The experimental setup involves three benchmark datasets: LoCoMo for long-context reasoning, Mind2Web for web navigation, and GAIA for general assistant tasks. Baselines include static memory models like MemoryOS and Nemori, as well as evolving memory systems such as MemEvolve and Flash-Searcher. Evaluation metrics encompass LMJ scores, success rates, Action F1, and Element Accuracy. Hyperparameters like the number of refinement rounds T and convergence threshold ϵ are tuned to analyze their impact on performance. Ablation studies systematically remove each stage to assess their contribution, revealing that feedback-driven refinement (Stage II) is critical for accuracy, while long-term consolidation (Stage III) enhances performance in multi-step tasks. Results consistently show that FluxMem outperforms baselines, with significant improvements in reasoning accuracy, navigation success, and multi-task transferability. The experiments demonstrate the framework’s robustness, scalability, and adaptability across diverse scenarios.

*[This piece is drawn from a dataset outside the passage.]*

PR #2084, opened 2023-08-12
Implement MapGenerator::updateTreeSeasons

AaronVanGeffen:


src/OpenLoco/src/Map/MapGenerator.cpp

In the LoCoMo benchmark, FluxMem achieves a LMJ score of 95.06, far exceeding the baseline of 81.23, illustrating its superior long-context reasoning ability. On Mind2Web, success rates improve from 52.12 to 73.6 in realistic settings, outperforming models like AWM and MemoryOS by margins of 15-20%. In GAIA, success rate increases from 52.12 to 73.6, surpassing MemEvolve and Flash-Searcher, indicating excellent cross-task transfer. Ablation results highlight that removing feedback refinement reduces LMJ scores by over 10%, confirming its importance. The number of refinement rounds T correlates positively with performance, with diminishing returns beyond T=3. The Procedure Evolution Maturity Score (PEMS) stabilizes after several rounds, indicating convergence of memory structure. Overall, these findings validate the effectiveness of the three-stage evolution process in building adaptive, self-organizing memory networks.

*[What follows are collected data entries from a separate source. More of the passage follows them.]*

PR #2345, opened 2024-03-16
Move tile squareSearch algorithm into its own header

AaronVanGeffen:
This moves the tile squareSearch algorithm into its own header. Currently only used in `Town.cpp`. However, I intend to use the algorithm for `MapGenerator::generateMiscBuildingType1` in #2344.

References to `0x503C6C` also occur in `CompanyAi.cpp` and `VehicleHead.cpp`, so they should probably be refactored to use `squareSearch`, or its `kDirection` at least.


duncanspumpkin:
> References to `0x503C6C` also occur in `CompanyAi.cpp` and `VehicleHead.cpp`, so they should probably be refactored to use `squareSearch`, or its `kDirection` at least.

kDirection in this is a much reduced version of 0x00503C6C so it can't be used by all the other users. (it's only 4 values but vehicles and many other users need the full 16 value version)

AaronVanGeffen:
Ahh, that's good to know... Should we leave this for just Town.cpp then?

duncanspumpkin:
> Ahh, that's good to know... Should we leave this for just Town.cpp then?

had a look at users and yes think its best to leave it in town.cpp.

Issue #2336, opened 2024-03-10
Game crashes at a given time


ilmoro93:
**Version information:**
 - Platform: [Windows 10]
 - Version: [24.02.1]
 - Build/commit: [8e40251e]

**Describe the bug**
The game crashes and Windows popup says "Chris Sawyer's Locomotion not responding" (does it mean it is a vanilla bug or it is always like this?)

**To Reproduce**
In the saved game in [saved-game-crash.zip](https://github.com/OpenLoco/OpenLoco/files/14552162/saved-game-crash.zip), the game crashes around 26-27th november 1957.

Steps to reproduce the behaviour:
1. Load the saved game provided
2. Wait for 26th or 27th of november
3. The game crashes

**Additional context**
I have tried to stop all my vehicles but the game still crashes at the same date.

ilmoro93:
I have lost some autosaves because they were overwritten, but I have this slightly older save which doesn't crash: [2nd october.zip](https://github.com/OpenLoco/OpenLoco/files/14552270/2nd.october.zip).
However, I can't understand the difference between the two saves which produces the crash.

LeftofZen:
tested this on latest master, it crashes in `OpenLoco::Vehicles::OrderManager::shiftOrdersRight()`

its an out of bounds memory access, looks like it's caused from stack corruption.

in the frame of the calling function, `OpenLoco::Vehicles::OrderManager::insertOrder()`, `shiftOrdersRight` is called with params `(0+2, 2)` which is just 2 and 2. in the frame of `shiftOrdersRight` however, the `offsetToShiftFrom` is 280, not 2, which is causing the problem. not sure what is causing it though, other than some funky stack corruption

ilmoro93:
I have tried to debug as far as I can and I get that when the crash happens:
- the `head` parameter in `insertOrder()` has `vehicletype` tram
- in `OpenLoco::GameCommands::sub_470312()`, which is called by the command `createVehicle`, `head->orderTableOffset = OrderManager::orderTableLength();` which is 278

I noticed that the crash happens when the company called _Thin Lines_ is building a tram track near Finway. The track seems finished. I think that maybe _Thin Lines_ is trying to build a passenger stop in the same point where _Finway Transport_ already has one (_Finway West_). I don't know if this can be related to the problem.

However, at this point I imagine _Thin Lines_ is going to create a tram and at this point the game crashes.

One question: what is it an order? Is it when a company purchases a vehicle? And the order table?

[...]

PR #2346, opened 2024-03-17
Add protection to order game commands

duncanspumpkin:
This stops https://github.com/OpenLoco/OpenLoco/issues/2336 from crashing but it doesn't fix the source of the ai issuing bad game commands. I'm still unsure if that is a vanilla issue or an OpenLoco one. Eithere way the ai is not currently validating game command results so sending bad game commands could be caused by many things.

### DIFF
--- a/src/OpenLoco/src/GameCommands/Vehicles/CreateVehicle.cpp
+++ b/src/OpenLoco/src/GameCommands/Vehicles/CreateVehicle.cpp
@@ -50,8 +50,7 @@ namespace OpenLoco::GameCommands
     static loco_global<int16_t, 0x01136250> _backupX;
     static loco_global<int16_t, 0x01136254> _backupY;
     static loco_global<uint8_t, 0x01136258> _backupZ;
-    static loco_global<EntityId, 0x0113642A> _113642A;                   // used by build window and others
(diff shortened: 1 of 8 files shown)


src/OpenLoco/src/GameCommands/Vehicles/CreateVehicle.cpp
```diff
@@ -392,15 +391,6 @@ namespace OpenLoco::GameCommands
         return true;
     }
 
-    static void sub_470312(VehicleHead* const newHead)
```
duncanspumpkin, line 395: This was moved just to keep all order stuff together.

src/OpenLoco/src/Vehicles/OrderManager.cpp
```diff
@@ -230,6 +230,26 @@ namespace OpenLoco::Vehicles::OrderManager
         orderTableLength() -= head->sizeOfOrderTable;
     }
 
+
+    // 0x00470312
+    void allocateOrders(VehicleHead& head)
+    {
+        OrderEnd end{};
```
duncanspumpkin, line 237: This function has been written to look v. similar to the order insert code.

AaronVanGeffen (approved):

FluxMem can be directly applied to intelligent assistants, autonomous agents, and knowledge management systems requiring lifelong learning. Its ability to dynamically refine memory connections makes it suitable for complex reasoning, multi-step planning, and real-time decision-making in industries like healthcare, finance, and customer service. The framework supports continuous knowledge updates, enabling systems to adapt to new information without retraining from scratch. Long-term, it paves the way for fully autonomous AI agents capable of self-organizing knowledge bases, improving scalability and robustness in real-world applications. Additionally, its modular design allows integration with multi-modal data sources, broadening its applicability to robotics, multimedia analysis, and interactive AI systems.

Despite its promising results, FluxMem faces challenges such as high computational overhead due to iterative feedback and connection updates, which may hinder deployment in resource-constrained environments. Its reliance on static datasets limits validation in real-time streaming scenarios, where memory decay and continuous data flow are critical. Parameter sensitivity (e.g., T, ϵ) requires careful tuning, lacking adaptive mechanisms for diverse tasks. Moreover, the offline consolidation process may introduce latency, affecting real-time responsiveness. Future work should focus on optimizing efficiency, developing adaptive parameter tuning, and extending the framework to handle active memory decay and streaming data for truly lifelong learning systems.